Pollution Shifting

Pollution Shifting
Pollution Shifting

Pollution shifting is defined as the transfer of pollution from one medium (air, water, or soil) to another. Early legal efforts to control pollution focused on single media. For example, in the United States, the Clean Air Act covers air and the Clean Water Act covers water. However, pollution is not constrained by statute; it can shift between media by both natural and human action. Pollution management is improved when all media are considered.

Intentional pollution shifting may occur to destroy a pollutant, convert it to a safer form, or reduce its quantity or concentration. Examples of intentional pollution shifting include combustion, air stripping, air scrubbers, and adsorption. Intentional pollution shifting is accomplished by chemical reaction and/or mass transfer.

Chemical reactions can convert reactants in one media into products in a different media. In mass transfer shifting, differences in concentration are used to transfer pollutants from one media to another. For example, volatile compounds will transfer from relatively contaminated water to relatively clean air.


Combustion, Air Stripping, and Adsorption

Combustion is the process of burning, a chemical reaction. It involves combining combustible material with oxygen under conditions that produce light and heat in addition to by-products. The combustion of wastes, such as municipal solid waste, sludge, or hazardous waste, results in gaseous emissions and a solid ash residue. It significantly reduces the volume and mass of waste requiring disposal, by shifting some wastes to gaseous form.

Although carbon dioxide has been implicated in global warming, many of the gaseous emissions have no negative health impact, such as nitrogen gas, carbon dioxide, and water vapor. However, pollutants can also be present, including nitrogen oxides, sulfur dioxide, carbon monoxide, particulate matter, metals, acid gases, dioxins, and furans.

Contaminants in exhaust gases are minimized by optimization of the combustion process, for example, maintaining proper temperature and oxygen levels. They can also be captured with pollution-control equipment, such as air scrubbers and filters. In addition, the ash may contain hazardous compounds, such as heavy metals.

In air stripping, contaminates dissolved in water are transferred to gaseous form by contact with relatively clean air, an example of mass transfer. Air stripping works best with volatile organic compounds (VOCs) and dissolved gases. VOCs are compounds with high vapor pressures, that is, compounds that tend to evaporate quickly. A common application of air stripping is the cleanup of groundwater contaminated by leaking fuel storage tanks.

Air stripping
Air stripping

Air stripping is optimized by maximizing the surface area between the contaminated water and clean air, accomplished by creating fine water droplets in air or small air bubbles in water. Systems can be located away from the contamination (e.g., a system cleaning groundwater that is located on the earth’s surface), or located within the contaminated zone (e.g., a system located in wells installed in contaminated groundwater).

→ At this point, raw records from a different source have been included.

PR #2782, opened 2026-03-10
[jdbc-v2] Fix R2DBC Tests

chernser:
## Summary
- Fixes failing test in DataBaseMetadataTests
- Fixes R2DBC test

Closes  https://github.com/ClickHouse/clickhouse-java/issues/2783
## Checklist
- [ ] Closes #<issue ref>

---

> [!NOTE]
> **Medium Risk**
> Mostly test/CI changes, but it also tweaks R2DBC connection option parsing to accept `custom_http_params`, which can affect runtime connection URLs and HTTP settings behavior.
> 
> **Overview**
> Stabilizes integration tests across client/JDBC/R2DBC by consistently disabling async inserts (via `async_insert=0`/`custom_http_params`) in streaming inserts, transaction tests, proxy tests, and HTTP connection reuse tests.
> 
> Updates R2DBC URL option handling to allow passing `custom_http_params` through `ConnectionFactoryOptions`, and fixes a JDBC v2 metadata assertion by mapping `UInt128` to `Types.NUMERIC` (instead of `Types.OTHER`). Also narrows `ClickHouseTestClient.accept()` to only match the MySQL protocol to avoid unintended selection in other tests, and adjusts CI to install only JDK 21 using Corretto in the compile workflow.
> 
> <sup>Written by [Cursor Bugbot](https://cursor.com/dashboard?tab=bugbot) for commit ecdbcb02ffa08b5a02431aa0cfbfc24652b2f161. This will update automatically on new commits. Configure [here](https://cursor.com/dashboard?tab=bugbot).</sup>

### DIFF
--- a/.github/workflows/build.yml
+++ b/.github/workflows/build.yml
@@ -50,7 +50,7 @@ jobs:
       - name: Install JDK 8 and Maven
         uses: actions/setup-java@v4
         with:
-          distribution: "corretto"
+          distribution: "temurin"
           java-version: 21
           cache: "maven"
       - name: Build and install libraries


.github/workflows/build.yml
```diff
@@ -50,10 +50,8 @@ jobs:
       - name: Install JDK 8 and Maven
         uses: actions/setup-java@v4
         with:
-          distribution: "temurin"
-          java-version: |
-            8
-            21
+          distribution: "corretto"
```
kurnoolsaketh: don't block on this, but why change the JVM?

clickhouse-client/src/test/java/com/clickhouse/client/ClickHouseTestClient.java
```diff
@@ -7,7 +7,7 @@ public class ClickHouseTestClient implements ClickHouseClient {
 
     @Override
     public boolean accept(ClickHouseProtocol protocol) {
-        return true;
+        return protocol == ClickHouseProtocol.MYSQL; // to avoid taking this client in other tests
```
kurnoolsaketh, line 10: can you explain this change? Again, i won't block on it but I have no context for this

.github/workflows/build.yml
chernser: It is left after experiment. I will revert it.

clickhouse-client/src/test/java/com/clickhouse/client/ClickHouseTestClient.java
chernser: Client V1 uses a ServiceLoader to discover available client implementations. 
So there is a test in clickhouse-client package that has NO implementations.
That is why ClickHouseTestClient exists. 
clickhouse-client exports test jar to provide core classes for integration tests and this stupid ClickHouseTestClient. 
Because ClickHouseTestClient looks like any other valid client implementation it is selected (randomly sometimes because no service order exist). 
Clients are selected by supported protocol. Previously this ClickHouseTestClient returned "true" for every protocol. 

Finally - this change is to make ClickHouseTestClient work for ServiceLoader test and not to be picked by production code in other tests.

PR #2790, opened 2026-03-13
fix off-by-one bug in ArrayResultSet.next()

sophiecuiy:
## Summary

- **Fix off-by-one bug in `ArrayResultSet.next()`** that caused it to return `true` one extra time past the end of the array, leading to a `"No current row"` `SQLException` on the phantom iteration.
- The guard condition `pos == length` was checked before incrementing `pos`, so when `pos` was at `length-1` (last valid index), it passed the guard, incremented to `length`, and returned `true`. Fix: change to `pos + 1 >= length`.
- Add regression tests (`testNextIterationCount`, `testNextEmptyArray`, `testNextSingleElement`) verifying the standard JDBC iteration pattern `while (rs.next()) { rs.getString(2); }` works correctly.

Discovered via Airbyte connector source-clickhouse (airbytehq/airbyte#61419).

## Checklist

- [X] Verify `testNextIterationCount` passes
- [X] Verify `testNextEmptyArray` passes
- [X] Verify `testNextSingleElement` passes
- [X] Verify existing `ArrayResultSetTest` tests still pass
- [X] Run full `jdbc-v2` test suite

### DIFF
--- a/jdbc-v2/src/main/java/com/clickhouse/jdbc/types/ArrayResultSet.java
+++ b/jdbc-v2/src/main/java/com/clickhouse/jdbc/types/ArrayResultSet.java
@@ -76,7 +76,7 @@ public class ArrayResultSet implements ResultSet {
 
     @Override
     public boolean next() throws SQLException {
-        if (pos == length || length == 0) {
+        if (pos + 1 >= length || length == 0) {
             return false;
         }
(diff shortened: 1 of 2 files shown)


chernser:
@sophiecuiy please sign CLA. 

Thanks!

PR #2815, opened 2026-03-31
[client-v2,jdbc-v2] Support Geometry Type

### LINKED ISSUE #2678: [client-v2] Add new `Geometry` type
## Description 
New type `Geometry` is released in `52.11` https://clickhouse.com/docs/whats-new/changelog#2511

Notes: 
In previous versions, the Geometry type was aliased to String, but now it is a full-featured type. [#83344](https://github.com/ClickHouse/ClickHouse/pull/83344)

Introduce Geometry type. Support reading WKB and WKT formats for it. In previous versions, the Geometry type was aliased to String, but now it is a full-featured type. [#83344](https://github.com/ClickHouse/ClickHouse/pull/83344)

https://clickhouse.com/docs/sql-reference/data-types/geo#geometry

chernser:
### Description 

ClickHouse supports many geometry types like Point, Ring, Polygon and others (https://clickhouse.com/docs/sql-reference/data-types/geo). There was an alias type `Geometry` that pointed to a `String` type. When this type is used it was replaced by `String`. This very well works with WKT functions (https://clickhouse.com/blog/state-of-geospatial-march-2026#ingesting-geospatial-data-via-wkt) that can parse different geometry notations. 

When `Variant` type was introduced it made possible to have better type alias so in `25.11` `Geometry` type became a real type not an alias. This doesn't break backward compatibility because `String` when table was created. However today cast to Geometry means different thing. 

`Variant` type of `Geometry` has a predefined list of types. Because of this we can pre-define column of such type and use it in serialization logic (client code uses `ClickHouseColumn` object to define how value should be serialized and deserialized).  Reading `Geometry` type is easy task because we client matches type ordinary number to java type. Here we should note that `Ring` and `LineString` are `Array(Point)` making them effectively same from data structure standpoint. Similar with `MultiLineString` and `Polygon` are defined as `Array(LineString)` and `Array(Ring)` respectively. This make type inference on a write operation complicated because task is to match array with specific nesting level to a type and use correct ordinary number. 

There should be a dedicated method to determine java array depth. Similar should exist for `List`. These only type client support to be written to geometry types. Because  we deal with limited number of array types it is more safe to use `instanceof Double[]` like statement instead of traversing whole array that can be quite big. In the future we will introduce some type hinting mechanism with annotations to make interface for type-safe. 

This PR:
- Adds new type to `ClickHouseDataType` enum 
- Adds `Geometry` `Variant` defined column to `ClickHouseColumn` and implement reading `Geometry` columns definitions.
- Adds method to determine array dimensions to `SerializationUtils` 
- Adds method to determine ordinary number of type for array or list of specific depth. 
- Adds tests for write and read. 

Closes: https://github.com/ClickHouse/clickhouse-java/issues/2678

### DIFF
--- a/CHANGELOG.md
+++ b/CHANGELOG.md
@@ -4,6 +4,8 @@
 
 - **[jdbc-v2]** Added `cluster_name` configuration property to specify a target cluster for statements like `KILL QUERY` that require an `ON CLUSTER` clause to execute across all nodes. (https://github.com/ClickHouse/clickhouse-java/issues/2837)
 
+- **[client-v2, jdbc-v2]** Added support for ClickHouse `Geometry` type for ClickHouse `25.11+`, where `Geometry` changed from a `String` alias to `Variant(Point, Ring, LineString, MultiLineString, Polygon, MultiPolygon)` (client still compatible with older versions). Includes client read/write handling and JDBC type mapping for retrieving and inserting geometry values. Current writes infer the target geometry variant from array nesting depth, so `Ring` vs `LineString` and `Polygon` vs `MultiLineString` are not yet distinguishable through the generic `Geometry` write path. (https://github.com/ClickHouse/clickhouse-java/pull/2815)
+
 ### Bug Fixes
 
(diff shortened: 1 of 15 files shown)


mshustov:
@claude[agent] review changes

chernser:
@claude review

chernser:
@claude review

kurnoolsaketh (approved):

PR #2857, opened 2026-05-20
jdbc-v2: swallow chunked-stream drain errors on ResultSet.close (fixes #2361)

### LINKED ISSUE #2361: Random exception while executing queries via JDBC driver
### Company or project name

_No response_

### Question

Hi,
I'm facing a problem that doesn't always occur and is therefore difficult to reproduce and resolve.
Here is some key information about the env:
- OS: Rocky Linux 9.2 (Blue Onyx)
- Language: Scala 2.13.13
- Main dependencies: 
`"com.clickhouse" % "clickhouse-jdbc" % "0.8.3"`
`"org.apache.spark" %% "spark-XXX" % "3.5.1"`

For some queries (and not always the same ones) this exception occurs:
```25/05/14 05:49:23 WARN JDBCRDD: Exception closing resultset
java.sql.SQLException: Failed to close response
	at com.clickhouse.jdbc.internal.ExceptionUtils.toSqlState(ExceptionUtils.java:66)
	at com.clickhouse.jdbc.internal.ExceptionUtils.toSqlState(ExceptionUtils.java:39)
	at com.clickhouse.jdbc.ResultSetImpl.close(ResultSetImpl.java:117)
	at org.apache.spark.sql.execution.datasources.jdbc.JDBCRDD.close$1(JDBCRDD.scala:195)
	at org.apache.spark.sql.execution.datasources.jdbc.JDBCRDD.$anonfun$compute$6(JDBCRDD.scala:225)
	at org.apache.spark.sql.execution.datasources.jdbc.JDBCRDD.$anonfun$compute$6$adapted(JDBCRDD.scala:225)
	at org.apache.spark.TaskContext$$anon$1.onTaskCompletion(TaskContext.scala:137)
	at org.apache.spark.TaskContextImpl.$anonfun$invokeTaskCompletionListeners$1(TaskContextImpl.scala:144)
	at org.apache.spark.TaskContextImpl.$anonfun$invokeTaskCompletionListeners$1$adapted(TaskContextImpl.scala:144)
	at org.apache.spark.TaskContextImpl.invokeListeners(TaskContextImpl.scala:199)
	at org.apache.spark.TaskContextImpl.invokeTaskCompletionListeners(TaskContextImpl.scala:144)
	at org.apache.spark.TaskContextImpl.markTaskCompleted(TaskContextImpl.scala:137)
	at org.apache.spark.TaskContext.runTaskWithListeners(TaskContext.scala:177)
	at org.apache.spark.scheduler.Task.run(Task.scala:141)
	at org.apache.spark.executor.Executor$TaskRunner.$anonfun$run$4(Executor.scala:620)
	at org.apache.spark.util.SparkErrorUtils.tryWithSafeFinally(SparkErrorUtils.scala:64)
	at org.apache.spark.util.SparkErrorUtils.tryWithSafeFinally$(SparkErrorUtils.scala:61)
	at org.apache.spark.util.Utils$.tryWithSafeFinally(Utils.scala:94)
	at org.apache.spark.executor.Executor$TaskRunner.run(Executor.scala:623)
	at java.util.concurrent.ThreadPoolExecutor.runWorker(ThreadPoolExecutor.java:1149)
	at java.util.concurrent.ThreadPoolExecutor$Worker.run(ThreadPoolExecutor.java:624)
	at java.lang.Thread.run(Thread.java:750)
Caused by: com.clickhouse.client.api.ClientException: Failed to close response
	at com.clickhouse.client.api.query.QueryResponse.close(QueryResponse.java:70)
	at com.clickhouse.jdbc.ResultSetImpl.close(ResultSetImpl.java:106)
	... 19 more
Caused by: org.apache.hc.core5.http.ConnectionClosedException: Premature end of chunk coded message body: closing chunk expected
	at org.apache.hc.core5.http.impl.io.ChunkedInputStream.getChunkSize(ChunkedInputStream.java:263)
	at org.apache.hc.core5.http.impl.io.ChunkedInputStream.nextChunk(ChunkedInputStream.java:222)
	at org.apache.hc.core5.http.impl.io.ChunkedInputStream.read(ChunkedInputStream.java:147)
	at org.apache.hc.core5.http.impl.io.ChunkedInputStream.close(ChunkedInputStream.java:314)
	at org.apache.hc.core5.io.Closer.close(Closer.java:48)
	at org.apache.hc.core5.http.impl.io.IncomingHttpEntity.close(IncomingHttpEntity.java:112)
	at org.apache.hc.core5.http.io.entity.HttpEntityWrapper.close(HttpEntityWrapper.java:120)
	at org.apache.hc.client5.http.impl.classic.ResponseEntityProxy.close(ResponseEntityProxy.java:180)
	at com.clickhouse.client.api.internal.LZ4Entity.close(LZ4Entity.java:104)
	at org.apache.hc.core5.io.Closer.close(Closer.java:48)
	at org.apache.hc.core5.http.message.BasicClassicHttpResponse.close(BasicClassicHttpResponse.java:93)
	at org.apache.hc.client5.http.impl.classic.CloseableHttpResponse.close(CloseableHttpResponse.java:200)
	at com.clickhouse.client.api.query.QueryResponse.close(QueryResponse.java:68)
	... 20 more
25/05/14 05:49:23 ERROR Executor: Exception in task 0.0 in stage 3684.0 (TID 119142)
java.sql.SQLException: Failed to read value for column date
	at com.clickhouse.jdbc.internal.ExceptionUtils.toSqlState(ExceptionUtils.java:66)
	at com.clickhouse.jdbc.internal.ExceptionUtils.toSqlState(ExceptionUtils.java:39)
	at com.clickhouse.jdbc.ResultSetImpl.next(ResultSetImpl.java:83)
	at org.apache.spark.sql.execution.datasources.jdbc.JdbcUtils$$anon$1.getNext(JdbcUtils.scala:354)
	at org.apache.spark.sql.execution.datasources.jdbc.JdbcUtils$$anon$1.getNext(JdbcUtils.scala:340)
	at org.apache.spark.util.NextIterator.hasNext(NextIterator.scala:73)
	at org.apache.spark.InterruptibleIterator.hasNext(InterruptibleIterator.scala:37)
	at org.apache.spark.util.CompletionIterator.hasNext(CompletionIterator.scala:31)
	at org.apache.spark.sql.catalyst.expressions.GeneratedClass$GeneratedIteratorForCodegenStage1.processNext(Unknown Source)
	at org.apache.spark.sql.execution.BufferedRowIterator.hasNext(BufferedRowIterator.java:43)
	at org.apache.spark.sql.execution.WholeStageCodegenEvaluatorFactory$WholeStageCodegenPartitionEvaluator$$anon$1.hasNext(WholeStageCodegenEvaluatorFactory.scala:43)
	at org.apache.spark.sql.execution.columnar.DefaultCachedBatchSerializer$$anon$1.next(InMemoryRelation.scala:88)
	at org.apache.spark.sql.execution.columnar.DefaultCachedBatchSerializer$$anon$1.next(InMemoryRelation.scala:80)
	at org.apache.spark.sql.execution.columnar.CachedRDDBuilder$$anon$2.next(InMemoryRelation.scala:290)
	at org.apache.spark.sql.execution.columnar.CachedRDDBuilder$$anon$2.next(InMemoryRelation.scala:287)
	at org.apache.spark.storage.memory.MemoryStore.putIterator(MemoryStore.scala:224)
	at org.apache.spark.storage.memory.MemoryStore.putIteratorAsValues(MemoryStore.scala:302)
	at org.apache.spark.storage.BlockManager.$anonfun$doPutIterator$1(BlockManager.scala:1597)
	at org.apache.spark.storage.BlockManager.org$apache$spark$storage$BlockManager$$doPut(BlockManager.scala:1524)
	at org.apache.spark.storage.BlockManager.doPutIterator(BlockManager.scala:1588)
	at org.apache.spark.storage.BlockManager.getOrElseUpdate(BlockManager.scala:1389)
	at org.apache.spark.storage.BlockManager.getOrElseUpdateRDDBlock(BlockManager.scala:1343)
	at org.apache.spark.rdd.RDD.getOrCompute(RDD.scala:379)
	at org.apache.spark.rdd.RDD.iterator(RDD.scala:329)
	at org.apache.spark.scheduler.ResultTask.runTask(ResultTask.scala:93)
	at org.apache.spark.TaskContext.runTaskWithListeners(TaskContext.scala:166)
	at org.apache.spark.scheduler.Task.run(Task.scala:141)
	at org.apache.spark.executor.Executor$TaskRunner.$anonfun$run$4(Executor.scala:620)
	at org.apache.spark.util.SparkErrorUtils.tryWithSafeFinally(SparkErrorUtils.scala:64)
	at org.apache.spark.util.SparkErrorUtils.tryWithSafeFinally$(SparkErrorUtils.scala:61)
	at org.apache.spark.util.Utils$.tryWithSafeFinally(Utils.scala:94)
	at org.apache.spark.executor.Executor$TaskRunner.run(Executor.scala:623)
	at java.util.concurrent.ThreadPoolExecutor.runWorker(ThreadPoolExecutor.java:1149)
	at java.util.concurrent.ThreadPoolExecutor$Worker.run(ThreadPoolExecutor.java:624)
	at java.lang.Thread.run(Thread.java:750)
Caused by: com.clickhouse.client.api.ClientException: Failed to read value for column date
	at com.clickhouse.client.api.data_formats.internal.BinaryStreamReader.readValue(BinaryStreamReader.java:241)
	at com.clickhouse.client.api.data_formats.internal.BinaryStreamReader.readValue(BinaryStreamReader.java:82)
	at com.clickhouse.client.api.data_formats.internal.AbstractBinaryFormatReader.readRecord(AbstractBinaryFormatReader.java:163)
	at com.clickhouse.client.api.data_formats.internal.AbstractBinaryFormatReader.readNextRecord(AbstractBinaryFormatReader.java:208)
	at com.clickhouse.client.api.data_formats.internal.AbstractBinaryFormatReader.next(AbstractBinaryFormatReader.java:229)
	at com.clickhouse.jdbc.ResultSetImpl.next(ResultSetImpl.java:81)
	... 32 more
Caused by: org.apache.hc.core5.http.ConnectionClosedException: Premature end of chunk coded message body: closing chunk expected
	at org.apache.hc.core5.http.impl.io.ChunkedInputStream.getChunkSize(ChunkedInputStream.java:263)
	at org.apache.hc.core5.http.impl.io.ChunkedInputStream.nextChunk(ChunkedInputStream.java:222)
	at org.apache.hc.core5.http.impl.io.ChunkedInputStream.read(ChunkedInputStream.java:183)
	at org.apache.hc.core5.http.io.EofSensorInputStream.read(EofSensorInputStream.java:135)
	at com.clickhouse.client.api.internal.ClickHouseLZ4InputStream.readFully(ClickHouseLZ4InputStream.java:81)
	at com.clickhouse.client.api.internal.ClickHouseLZ4InputStream.refill(ClickHouseLZ4InputStream.java:120)
	at com.clickhouse.client.api.internal.ClickHouseLZ4InputStream.read(ClickHouseLZ4InputStream.java:62)
	at com.clickhouse.client.api.data_formats.internal.BinaryStreamReader.readNBytes(BinaryStreamReader.java:541)
	at com.clickhouse.client.api.data_formats.internal.BinaryStreamReader.readShortLE(BinaryStreamReader.java:328)
	at com.clickhouse.client.api.data_formats.internal.BinaryStreamReader.readUnsignedShortLE(BinaryStreamReader.java:421)
	at com.clickhouse.client.api.data_formats.internal.BinaryStreamReader.readDate(BinaryStreamReader.java:883)
	at com.clickhouse.client.api.data_formats.internal.BinaryStreamReader.readDate(BinaryStreamReader.java:871)
	at com.clickhouse.client.api.data_formats.internal.BinaryStreamReader.readValue(BinaryStreamReader.java:173)
	... 37 more
25/05/14 05:49:23 WARN TaskSetManager: Lost task 0.0 in stage 3684.0 (TID 119142) (EEE-CCCC.BBB.AAA.ZZZ.XXXXXX.YYY executor driver): java.sql.SQLException: Failed to read value for column date
	at com.clickhouse.jdbc.internal.ExceptionUtils.toSqlState(ExceptionUtils.java:66)
	at com.clickhouse.jdbc.internal.ExceptionUtils.toSqlState(ExceptionUtils.java:39)
	at com.clickhouse.jdbc.ResultSetImpl.next(ResultSetImpl.java:83)
	at org.apache.spark.sql.execution.datasources.jdbc.JdbcUtils$$anon$1.getNext(JdbcUtils.scala:354)
	at org.apache.spark.sql.execution.datasources.jdbc.JdbcUtils$$anon$1.getNext(JdbcUtils.scala:340)
	at org.apache.spark.util.NextIterator.hasNext(NextIterator.scala:73)
	at org.apache.spark.InterruptibleIterator.hasNext(InterruptibleIterator.scala:37)
	at org.apache.spark.util.CompletionIterator.hasNext(CompletionIterator.scala:31)
	at org.apache.spark.sql.catalyst.expressions.GeneratedClass$GeneratedIteratorForCodegenStage1.processNext(Unknown Source)
	at org.apache.spark.sql.execution.BufferedRowIterator.hasNext(BufferedRowIterator.java:43)
	at org.apache.spark.sql.execution.WholeStageCodegenEvaluatorFactory$WholeStageCodegenPartitionEvaluator$$anon$1.hasNext(WholeStageCodegenEvaluatorFactory.scala:43)
	at org.apache.spark.sql.execution.columnar.DefaultCachedBatchSerializer$$anon$1.next(InMemoryRelation.scala:88)
	at org.apache.spark.sql.execution.columnar.DefaultCachedBatchSerializer$$anon$1.next(InMemoryRelation.scala:80)
	at org.apache.spark.sql.execution.columnar.CachedRDDBuilder$$anon$2.next(InMemoryRelation.scala:290)
	at org.apache.spark.sql.execution.columnar.CachedRDDBuilder$$anon$2.next(InMemoryRelation.scala:287)
	at org.apache.spark.storage.memory.MemoryStore.putIterator(MemoryStore.scala:224)
	at org.apache.spark.storage.memory.MemoryStore.putIteratorAsValues(MemoryStore.scala:302)
	at org.apache.spark.storage.BlockManager.$anonfun$doPutIterator$1(BlockManager.scala:1597)
	at org.apache.spark.storage.BlockManager.org$apache$spark$storage$BlockManager$$doPut(BlockManager.scala:1524)
	at org.apache.spark.storage.BlockManager.doPutIterator(BlockManager.scala:1588)
	at org.apache.spark.storage.BlockManager.getOrElseUpdate(BlockManager.scala:1389)
	at org.apache.spark.storage.BlockManager.getOrElseUpdateRDDBlock(BlockManager.scala:1343)
	at org.apache.spark.rdd.RDD.getOrCompute(RDD.scala:379)
	at org.apache.spark.rdd.RDD.iterator(RDD.scala:329)
	at org.apache.spark.scheduler.ResultTask.runTask(ResultTask.scala:93)
	at org.apache.spark.TaskContext.runTaskWithListeners(TaskContext.scala:166)
	at org.apache.spark.scheduler.Task.run(Task.scala:141)
	at org.apache.spark.executor.Executor$TaskRunner.$anonfun$run$4(Executor.scala:620)
	at org.apache.spark.util.SparkErrorUtils.tryWithSafeFinally(SparkErrorUtils.scala:64)
	at org.apache.spark.util.SparkErrorUtils.tryWithSafeFinally$(SparkErrorUtils.scala:61)
	at org.apache.spark.util.Utils$.tryWithSafeFinally(Utils.scala:94)
	at org.apache.spark.executor.Executor$TaskRunner.run(Executor.scala:623)
	at java.util.concurrent.ThreadPoolExecutor.runWorker(ThreadPoolExecutor.java:1149)
	at java.util.concurrent.ThreadPoolExecutor$Worker.run(ThreadPoolExecutor.java:624)
	at java.lang.Thread.run(Thread.java:750)
Caused by: com.clickhouse.client.api.ClientException: Failed to read value for column date
	at com.clickhouse.client.api.data_formats.internal.BinaryStreamReader.readValue(BinaryStreamReader.java:241)
	at com.clickhouse.client.api.data_formats.internal.BinaryStreamReader.readValue(BinaryStreamReader.java:82)
	at com.clickhouse.client.api.data_formats.internal.AbstractBinaryFormatReader.readRecord(AbstractBinaryFormatReader.java:163)
	at com.clickhouse.client.api.data_formats.internal.AbstractBinaryFormatReader.readNextRecord(AbstractBinaryFormatReader.java:208)
	at com.clickhouse.client.api.data_formats.internal.AbstractBinaryFormatReader.next(AbstractBinaryFormatReader.java:229)
	at com.clickhouse.jdbc.ResultSetImpl.next(ResultSetImpl.java:81)
	... 32 more
Caused by: org.apache.hc.core5.http.ConnectionClosedException: Premature end of chunk coded message body: closing chunk expected
	at org.apache.hc.core5.http.impl.io.ChunkedInputStream.getChunkSize(ChunkedInputStream.java:263)
	at org.apache.hc.core5.http.impl.io.ChunkedInputStream.nextChunk(ChunkedInputStream.java:222)
	at org.apache.hc.core5.http.impl.io.ChunkedInputStream.read(ChunkedInputStream.java:183)
	at org.apache.hc.core5.http.io.EofSensorInputStream.read(EofSensorInputStream.java:135)
	at com.clickhouse.client.api.internal.ClickHouseLZ4InputStream.readFully(ClickHouseLZ4InputStream.java:81)
	at com.clickhouse.client.api.internal.ClickHouseLZ4InputStream.refill(ClickHouseLZ4InputStream.java:120)
	at com.clickhouse.client.api.internal.ClickHouseLZ4InputStream.read(ClickHouseLZ4InputStream.java:62)
	at com.clickhouse.client.api.data_formats.internal.BinaryStreamReader.readNBytes(BinaryStreamReader.java:541)
	at com.clickhouse.client.api.data_formats.internal.BinaryStreamReader.readShortLE(BinaryStreamReader.java:328)
	at com.clickhouse.client.api.data_formats.internal.BinaryStreamReader.readUnsignedShortLE(BinaryStreamReader.java:421)
	at com.clickhouse.client.api.data_formats.internal.BinaryStreamReader.readDate(BinaryStreamReader.java:883)
	at com.clickhouse.client.api.data_formats.internal.BinaryStreamReader.readDate(BinaryStreamReader.java:871)
	at com.clickhouse.client.api.data_formats.internal.BinaryStreamReader.readValue(BinaryStreamReader.java:173)
	... 37 more
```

In some cases, the contaminated air from air stripping is released to the atmosphere, where the pollutants are destroyed by sunlight or reaction with other chemicals, adsorbed into soil or water, or diluted. Preferably, the organics in the exhaust from air stripping are destroyed by incineration or oxidation, or captured by adsorption.

The air stripping process may also be reversed. In air scrubbing, pollutants are transferred from contaminated air to clean water. However, a chemical reaction is often incorporated into air scrubbing, converting pollutants to a safer form.


For example, sulfur dioxide produced during coal combustion can be removed from exhaust gas by mass transfer to water containing sodium hydroxide or carbonate, which converts the sulfur dioxide to calcium carbonate. Natural air stripping and air scrubbing also occur. Surface waters, such as lakes and oceans, serve as sinks for pollutants released to the atmosphere. Contaminated water left exposed to the atmosphere will release VOCs.

The final pollution shift considered here is adsorption, in which a contaminant in water or air is adsorbed onto a solid material. Adsorption is use for off-gas control, groundwater remediation, landfill leachate treatment, industrial wastewater treatment, and water treatment for drinking or industrial purposes.

The most commonly used adsorbent is granular activated carbon (GAC). GAC has a tremendous amount of surface area per mass, on the order of one thousand square meters per gram. Its surface attracts many organic compounds; thus, a small amount of GAC can adsorb a significan amount of organic material. GAC may be regenerated, during which con taminants are destroyed.

Multimedia Approach

The multimedia approach to environmental management considers all media. It can be applied to single facilities, entire companies, and regions. According to the U.S. Environmental Protection Agency Multimedia Enforcement Division, it can result in:
  • Improved detection and resolution of environmental compliance problems
  • Achievement of optimal enforcement results
  • More effective enforcement
  • More efficient use of resources
  • Fundamental changes in the regulated community’s perceptions and behavior regarding environmental compliance
Such benefits are realized by considering an entire pollution system, that is, all media.